== RECORDS FOR THIS TASK ==

PR #1407, opened 2016-10-26
Using possible length info in ShortNumberInfo

lararennie:
Using new possible length information to calculate whether a short number is the right length or not. This made us realise that the data was missing for MY; this was added.

---
This change is [Reviewable](https://reviewable.io/reviews/googlei18n/libphonenumber/1407)


cpp/src/phonenumbers/shortnumberinfo.cc
```diff
@@ -81,16 +81,19 @@ const PhoneMetadata* ShortNumberInfo::GetMetadataForRegion(
...
+// worth keeping this performance optimization.
 bool MatchesPossibleNumberAndNationalNumber(
-    const MatcherApi& matcher_api, const string& number,
-    const PhoneNumberDesc& number_desc) {
-  return matcher_api.MatchesPossibleNumber(number, number_desc) &&
-         matcher_api.MatchesNationalNumber(number, number_desc, false);
+    const MatcherApi& matcher_api,
+    const string& number,
+    const PhoneNumberDesc& desc) {
+  if (desc.possible_length_size() > 0 &&
```
keghani: Flagging as possibly needing to change due to offline discussion

keghani: Also below...

java/pending_code_changes.txt
```diff
@@ -1 +1,5 @@
-
+Code changes:
+ - Using new possibleLengthInfo to decide whether a short number is the right
+length or not. This could result in more specific results; whereas before, a
```
keghani: Please indent wrapped line to start at the same lace as "Using".

keghani: What impact does this have on the versioning scheme? Could argue for x.0.0 or x.y.z - what did we do for regular numbers?

lararennie: I would do x.y.z because it's like a metadata change: no one can or should change code because of it.

keghani: Ack, thanks!

cpp/src/phonenumbers/shortnumberinfo.cc
lararennie: Changed all places (I think)

PR #1421, opened 2016-11-05
fix timezones for 380

burunduk:
This change is [Reviewable](https://reviewable.io/reviews/googlei18n/libphonenumber/1421)


lararennie:
Thanks! However, we need an explanation for any change to make it clear what the problem is and what the fix is. This is probably better suited as an issue rather than a PR.
Moreover, this file is auto-generated so we don't usually accept fixes like this to them.
Could you file an issue explaining the issue instead?

burunduk:
Ok, created the issue #1425 .
Offtopic: Are Bucharest has so many codes?

keghani:
Thanks @burunduk! I'll cose this PR since we're tracking this in an issue.

PR #1411, opened 2016-10-31
Move common metadata loading logic into MetadataManager, removing synchronization everywhere

keghani:
** Note for reviewers, do not copy into final commit **
cl/137686080
b/30158468
b/30807096

pkgdiff:
~keghani/GitHub_diffs/f51e431/pkgdiff_reports/cpp-build/1.0-SNAPSHOT-jar-with-dependencies_to_1.0-SNAPSHOT-jar-with-dependencies/changes_report.html
~keghani/GitHub_diffs/f51e431/pkgdiff_reports/java-build/1.0-SNAPSHOT-jar-with-dependencies_to_1.0-SNAPSHOT-jar-with-dependencies/changes_report.html

The jars picked up some .class changes since https://github.com/googlei18n/libphonenumber/pull/1432.

---
This change is [Reviewable](https://reviewable.io/reviews/googlei18n/libphonenumber/1411)

PR #1433, opened 2016-11-14
Update metadata.cc due to removing references to possible number pattern field

keghani:
*** do not copy into final review ***

+cc @andyst 

Discovered when re-generating files after merging #1432 into #1411.

This makes sense, because `lite_metadata.cc` was updated in #1432 and `metadata.cc` should contain all that metadata plus example numbers.

Steps to check that `metadata.cc` wasn't also updated in  #1432:
*   The commit in master corresponding to #1432 is df44ac6
*   So in a local client, I ran `git diff df44ac6^ df44ac6 > out`
*   Then examined `out`; the only hits matching `metadata.cc` are:
    ```
    lite_metadata.cc
    short_metadata.cc
    test_metadata.cc
    ```

Steps to generate all cpp metadata and run tests, for future reference:
*   From root of repository with updated tools jars:
    ```
    mkdir -p cpp/build/ &&\
    ( cd cpp/build/ && cmake -DUSE_LITE_METADATA=OFF .. && make ) &&\
    ( cd cpp/build/ && cmake -DUSE_LITE_METADATA=ON .. && make ) &&\
    ( cd cpp/build/ && cmake .. && make && ./libphonenumber_test )
    ```

---
This change is [Reviewable](https://reviewable.io/reviews/googlei18n/libphonenumber/1433)


lararennie:
https://reviewable.io/reviews/googlei18n/libphonenumber/1432 also shows a better list of files.

Thanks!!

keghani:
> https://reviewable.io/reviews/googlei18n/libphonenumber/1432 also shows a better list of files.

Ah, yes! thanks :)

===

_DIRECTIONS FOR THIS TASK_
Among the lines of the data, which ones contain the word "with"? Show them.

_WRITTEN ANSWER_
~keghani/GitHub_diffs/f51e431/pkgdiff_reports/cpp-build/1.0-SNAPSHOT-jar-with-dependencies_to_1.0-SNAPSHOT-jar-with-dependencies/changes_report.html
~keghani/GitHub_diffs/f51e431/pkgdiff_reports/java-build/1.0-SNAPSHOT-jar-with-dependencies_to_1.0-SNAPSHOT-jar-with-dependencies/changes_report.html
*   From root of repository with updated tools jars:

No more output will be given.